## WHAT IS REQUIRED
Examine the data line by line and report how many lines include the word "clipping", with no additional output.

Segment Start: STORED DATA

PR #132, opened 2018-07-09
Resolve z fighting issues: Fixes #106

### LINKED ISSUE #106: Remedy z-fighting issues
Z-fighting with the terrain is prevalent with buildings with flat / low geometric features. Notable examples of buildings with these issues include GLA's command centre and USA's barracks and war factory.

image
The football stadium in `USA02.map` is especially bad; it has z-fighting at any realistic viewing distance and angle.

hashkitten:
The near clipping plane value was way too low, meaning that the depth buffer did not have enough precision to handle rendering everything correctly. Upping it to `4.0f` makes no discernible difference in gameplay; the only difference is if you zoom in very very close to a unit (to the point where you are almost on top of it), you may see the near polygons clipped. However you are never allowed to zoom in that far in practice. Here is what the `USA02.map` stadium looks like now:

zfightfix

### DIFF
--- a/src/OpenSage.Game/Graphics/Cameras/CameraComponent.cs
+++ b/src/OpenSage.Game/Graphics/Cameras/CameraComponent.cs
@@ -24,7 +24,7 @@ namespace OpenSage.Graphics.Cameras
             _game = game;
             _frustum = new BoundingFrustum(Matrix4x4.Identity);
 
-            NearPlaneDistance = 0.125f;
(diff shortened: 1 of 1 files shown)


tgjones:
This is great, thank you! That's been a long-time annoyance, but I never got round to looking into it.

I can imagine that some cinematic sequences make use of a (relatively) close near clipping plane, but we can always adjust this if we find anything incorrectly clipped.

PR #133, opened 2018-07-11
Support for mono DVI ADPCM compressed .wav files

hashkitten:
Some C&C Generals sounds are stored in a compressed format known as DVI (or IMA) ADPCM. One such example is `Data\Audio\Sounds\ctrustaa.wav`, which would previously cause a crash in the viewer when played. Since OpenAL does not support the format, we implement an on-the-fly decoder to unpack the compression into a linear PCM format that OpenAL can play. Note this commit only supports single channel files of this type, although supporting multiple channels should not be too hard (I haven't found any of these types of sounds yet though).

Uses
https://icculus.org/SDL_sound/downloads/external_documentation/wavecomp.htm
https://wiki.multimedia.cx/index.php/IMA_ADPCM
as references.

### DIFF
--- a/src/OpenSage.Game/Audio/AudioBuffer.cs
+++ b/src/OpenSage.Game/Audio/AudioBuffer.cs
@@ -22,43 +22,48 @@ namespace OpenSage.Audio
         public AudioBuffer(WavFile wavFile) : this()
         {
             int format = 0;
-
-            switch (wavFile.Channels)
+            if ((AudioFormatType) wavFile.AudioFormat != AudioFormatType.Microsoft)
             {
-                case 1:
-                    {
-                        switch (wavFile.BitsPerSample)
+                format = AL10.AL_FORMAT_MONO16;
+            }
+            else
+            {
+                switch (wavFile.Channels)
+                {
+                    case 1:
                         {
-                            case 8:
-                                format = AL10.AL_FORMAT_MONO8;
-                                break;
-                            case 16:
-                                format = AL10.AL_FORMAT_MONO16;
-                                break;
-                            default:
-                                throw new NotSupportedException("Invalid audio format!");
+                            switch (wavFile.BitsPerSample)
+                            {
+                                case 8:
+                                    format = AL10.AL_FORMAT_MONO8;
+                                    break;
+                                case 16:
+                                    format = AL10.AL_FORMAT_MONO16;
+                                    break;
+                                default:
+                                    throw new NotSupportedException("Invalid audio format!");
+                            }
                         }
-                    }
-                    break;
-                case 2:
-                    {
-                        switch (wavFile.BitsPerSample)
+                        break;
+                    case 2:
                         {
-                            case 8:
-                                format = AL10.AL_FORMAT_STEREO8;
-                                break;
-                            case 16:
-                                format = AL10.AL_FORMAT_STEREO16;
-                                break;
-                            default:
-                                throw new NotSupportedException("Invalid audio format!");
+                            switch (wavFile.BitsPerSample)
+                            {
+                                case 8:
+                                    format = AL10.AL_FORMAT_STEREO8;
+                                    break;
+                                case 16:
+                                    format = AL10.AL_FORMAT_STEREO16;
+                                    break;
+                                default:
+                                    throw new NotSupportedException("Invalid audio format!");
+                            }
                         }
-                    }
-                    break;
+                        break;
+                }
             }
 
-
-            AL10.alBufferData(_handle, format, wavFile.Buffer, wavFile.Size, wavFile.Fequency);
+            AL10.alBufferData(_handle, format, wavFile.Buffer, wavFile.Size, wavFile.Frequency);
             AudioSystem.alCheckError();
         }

Segment End: STORED DATA

## SOLVED PROBLEM
2